• [Task prompt]: Repeat the data exactly as it appears.

Saved entries
--------------------------------

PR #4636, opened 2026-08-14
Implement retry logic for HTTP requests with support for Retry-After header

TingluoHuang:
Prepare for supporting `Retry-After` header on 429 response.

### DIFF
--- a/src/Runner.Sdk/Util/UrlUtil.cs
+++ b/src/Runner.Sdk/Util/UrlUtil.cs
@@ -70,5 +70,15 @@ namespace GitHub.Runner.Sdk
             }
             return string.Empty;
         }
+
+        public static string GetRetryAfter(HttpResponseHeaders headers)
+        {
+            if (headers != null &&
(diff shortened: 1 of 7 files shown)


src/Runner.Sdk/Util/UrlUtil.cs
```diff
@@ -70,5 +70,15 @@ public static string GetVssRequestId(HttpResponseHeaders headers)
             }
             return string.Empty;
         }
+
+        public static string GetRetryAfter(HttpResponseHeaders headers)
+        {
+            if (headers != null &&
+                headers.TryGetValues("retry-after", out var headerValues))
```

--------------------------------

• [Your solution]:
PR #4636, opened 2026-08-14
Implement retry logic for HTTP requests with support for Retry-After header

TingluoHuang:
Prepare for supporting `Retry-After` header on 429 response.

### DIFF
--- a/src/Runner.Sdk/Util/UrlUtil.cs
+++ b/src/Runner.Sdk/Util/UrlUtil.cs
@@ -70,5 +70,15 @@ namespace GitHub.Runner.Sdk
             }
             return string.Empty;
         }
+
+        public static string GetRetryAfter(HttpResponseHeaders headers)
+        {
+            if (headers != null &&
(diff shortened: 1 of 7 files shown)


src/Runner.Sdk/Util/UrlUtil.cs
```diff
@@ -70,5 +70,15 @@ public static string GetVssRequestId(HttpResponseHeaders headers)
             }
             return string.Empty;
         }
+
+        public static string GetRetryAfter(HttpResponseHeaders headers)
+        {
+            if (headers != null &&
+                headers.TryGetValues("retry-after", out var headerValues))
```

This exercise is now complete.